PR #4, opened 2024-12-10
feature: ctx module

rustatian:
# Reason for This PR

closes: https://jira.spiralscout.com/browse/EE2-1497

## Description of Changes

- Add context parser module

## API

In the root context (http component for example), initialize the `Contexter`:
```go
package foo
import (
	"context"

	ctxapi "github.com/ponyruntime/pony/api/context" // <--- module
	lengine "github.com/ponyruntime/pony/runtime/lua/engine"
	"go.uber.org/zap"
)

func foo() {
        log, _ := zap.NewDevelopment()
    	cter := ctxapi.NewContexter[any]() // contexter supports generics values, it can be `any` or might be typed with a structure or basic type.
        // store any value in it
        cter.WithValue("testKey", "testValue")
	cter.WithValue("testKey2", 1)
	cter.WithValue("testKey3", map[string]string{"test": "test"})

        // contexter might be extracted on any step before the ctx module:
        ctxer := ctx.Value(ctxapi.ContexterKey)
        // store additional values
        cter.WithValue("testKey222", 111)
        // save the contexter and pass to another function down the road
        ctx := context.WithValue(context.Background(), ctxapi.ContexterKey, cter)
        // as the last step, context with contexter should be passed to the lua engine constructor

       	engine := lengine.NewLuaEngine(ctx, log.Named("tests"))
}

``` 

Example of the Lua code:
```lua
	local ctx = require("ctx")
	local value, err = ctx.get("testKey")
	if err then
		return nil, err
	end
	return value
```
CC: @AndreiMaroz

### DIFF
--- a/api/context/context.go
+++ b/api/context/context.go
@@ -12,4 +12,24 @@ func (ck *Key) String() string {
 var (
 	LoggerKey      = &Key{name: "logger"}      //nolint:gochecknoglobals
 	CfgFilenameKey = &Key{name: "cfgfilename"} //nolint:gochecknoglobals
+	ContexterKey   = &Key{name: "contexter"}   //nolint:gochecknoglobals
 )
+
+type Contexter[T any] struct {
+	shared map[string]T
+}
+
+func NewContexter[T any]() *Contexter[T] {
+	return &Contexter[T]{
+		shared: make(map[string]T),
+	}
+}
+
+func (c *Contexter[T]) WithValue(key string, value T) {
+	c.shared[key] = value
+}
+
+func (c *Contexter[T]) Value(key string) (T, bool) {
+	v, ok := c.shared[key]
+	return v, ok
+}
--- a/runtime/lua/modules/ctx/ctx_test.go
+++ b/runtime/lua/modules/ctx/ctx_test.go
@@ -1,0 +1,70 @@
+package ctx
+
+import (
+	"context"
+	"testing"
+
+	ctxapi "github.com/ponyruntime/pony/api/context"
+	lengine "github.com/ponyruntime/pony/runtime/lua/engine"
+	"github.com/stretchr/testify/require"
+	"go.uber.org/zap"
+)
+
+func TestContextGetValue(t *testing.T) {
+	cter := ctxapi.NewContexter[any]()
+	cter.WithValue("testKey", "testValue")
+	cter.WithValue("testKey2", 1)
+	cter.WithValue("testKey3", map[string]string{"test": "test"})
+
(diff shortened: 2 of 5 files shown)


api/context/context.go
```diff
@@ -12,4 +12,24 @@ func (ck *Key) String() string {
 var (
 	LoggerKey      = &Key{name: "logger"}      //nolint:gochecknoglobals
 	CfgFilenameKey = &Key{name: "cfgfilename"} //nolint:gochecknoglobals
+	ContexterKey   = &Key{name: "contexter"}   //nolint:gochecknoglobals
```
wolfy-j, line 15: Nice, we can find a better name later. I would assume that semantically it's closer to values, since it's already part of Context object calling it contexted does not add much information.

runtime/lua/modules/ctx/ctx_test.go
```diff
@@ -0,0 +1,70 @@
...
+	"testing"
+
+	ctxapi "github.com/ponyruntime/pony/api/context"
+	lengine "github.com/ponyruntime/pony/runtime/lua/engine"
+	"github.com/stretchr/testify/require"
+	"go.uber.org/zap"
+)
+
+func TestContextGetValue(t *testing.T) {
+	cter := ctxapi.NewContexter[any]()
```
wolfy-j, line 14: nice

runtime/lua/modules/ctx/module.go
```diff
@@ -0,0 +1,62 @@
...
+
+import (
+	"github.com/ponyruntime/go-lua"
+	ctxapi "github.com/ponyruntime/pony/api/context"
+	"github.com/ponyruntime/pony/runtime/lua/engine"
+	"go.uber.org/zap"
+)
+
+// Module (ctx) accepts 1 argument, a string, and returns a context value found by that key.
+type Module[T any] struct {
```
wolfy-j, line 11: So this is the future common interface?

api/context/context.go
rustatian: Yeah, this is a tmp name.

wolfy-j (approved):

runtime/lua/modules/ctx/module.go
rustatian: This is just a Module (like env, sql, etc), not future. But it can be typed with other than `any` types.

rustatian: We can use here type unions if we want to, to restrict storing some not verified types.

===

◆ Task to carry out
Give every entry again in full, precisely as written above.

◆ Answer below
PR #4, opened 2024-12-10
feature: ctx module

rustatian:
# Reason for This PR

closes: https://jira.spiralscout.com/browse/EE2-1497

## Description of Changes

- Add context parser module

## API

In the root context (http component for example), initialize the `Contexter`:
```go
package foo
import (
	"context"

	ctxapi "github.com/ponyruntime/pony/api/context" // <--- module
	lengine "github.com/ponyruntime/pony/runtime/lua/engine"
	"go.uber.org/zap"
)

func foo() {
        log, _ := zap.NewDevelopment()
    	cter := ctxapi.NewContexter[any]() // contexter supports generics values, it can be `any` or might be typed with a structure or basic type.
        // store any value in it
        cter.WithValue("testKey", "testValue")
	cter.WithValue("testKey2", 1)
	cter.WithValue("testKey3", map[string]string{"test": "test"})

        // contexter might be extracted on any step before the ctx module:
        ctxer := ctx.Value(ctxapi.ContexterKey)
        // store additional values
        cter.WithValue("testKey222", 111)
        // save the contexter and pass to another function down the road
        ctx := context.WithValue(context.Background(), ctxapi.ContexterKey, cter)
        // as the last step, context with contexter should be passed to the lua engine constructor

       	engine := lengine.NewLuaEngine(ctx, log.Named("tests"))
}

``` 

Example of the Lua code:
```lua
	local ctx = require("ctx")
	local value, err = ctx.get("testKey")
	if err then
		return nil, err
	end
	return value
```
CC: @AndreiMaroz

### DIFF
--- a/api/context/context.go
+++ b/api/context/context.go
@@ -12,4 +12,24 @@ func (ck *Key) String() string {
 var (
 	LoggerKey      = &Key{name: "logger"}      //nolint:gochecknoglobals
 	CfgFilenameKey = &Key{name: "cfgfilename"} //nolint:gochecknoglobals
+	ContexterKey   = &Key{name: "contexter"}   //nolint:gochecknoglobals
 )
+
+type Contexter[T any] struct {
+	shared map[string]T
+}
+
+func NewContexter[T any]() *Contexter[T] {
+	return &Contexter[T]{
+		shared: make(map[string]T),
+	}
+}
+
+func (c *Contexter[T]) WithValue(key string, value T) {
+	c.shared[key] = value
+}
+
+func (c *Contexter[T]) Value(key string) (T, bool) {
+	v, ok := c.shared[key]
+	return v, ok
+}
--- a/runtime/lua/modules/ctx/ctx_test.go
+++ b/runtime/lua/modules/ctx/ctx_test.go
@@ -1,0 +1,70 @@
+package ctx
+
+import (
+	"context"
+	"testing"
+
+	ctxapi "github.com/ponyruntime/pony/api/context"
+	lengine "github.com/ponyruntime/pony/runtime/lua/engine"
+	"github.com/stretchr/testify/require"
+	"go.uber.org/zap"
+)
+
+func TestContextGetValue(t *testing.T) {
+	cter := ctxapi.NewContexter[any]()
+	cter.WithValue("testKey", "testValue")
+	cter.WithValue("testKey2", 1)
+	cter.WithValue("testKey3", map[string]string{"test": "test"})
+
(diff shortened: 2 of 5 files shown)


api/context/context.go
```diff
@@ -12,4 +12,24 @@ func (ck *Key) String() string {
 var (
 	LoggerKey      = &Key{name: "logger"}      //nolint:gochecknoglobals
 	CfgFilenameKey = &Key{name: "cfgfilename"} //nolint:gochecknoglobals
+	ContexterKey   = &Key{name: "contexter"}   //nolint:gochecknoglobals
```
wolfy-j, line 15: Nice, we can find a better name later. I would assume that semantically it's closer to values, since it's already part of Context object calling it contexted does not add much information.

runtime/lua/modules/ctx/ctx_test.go
```diff
@@ -0,0 +1,70 @@
...
+	"testing"
+
+	ctxapi "github.com/ponyruntime/pony/api/context"
+	lengine "github.com/ponyruntime/pony/runtime/lua/engine"
+	"github.com/stretchr/testify/require"
+	"go.uber.org/zap"
+)
+
+func TestContextGetValue(t *testing.T) {
+	cter := ctxapi.NewContexter[any]()
```
wolfy-j, line 14: nice

runtime/lua/modules/ctx/module.go
```diff
@@ -0,0 +1,62 @@
...
+
+import (
+	"github.com/ponyruntime/go-lua"
+	ctxapi "github.com/ponyruntime/pony/api/context"
+	"github.com/ponyruntime/pony/runtime/lua/engine"
+	"go.uber.org/zap"
+)
+
+// Module (ctx) accepts 1 argument, a string, and returns a context value found by that key.
+type Module[T any] struct {
```
wolfy-j, line 11: So this is the future common interface?

api/context/context.go
rustatian: Yeah, this is a tmp name.

wolfy-j (approved):

runtime/lua/modules/ctx/module.go
rustatian: This is just a Module (like env, sql, etc), not future. But it can be typed with other than `any` types.

rustatian: We can use here type unions if we want to, to restrict storing some not verified types.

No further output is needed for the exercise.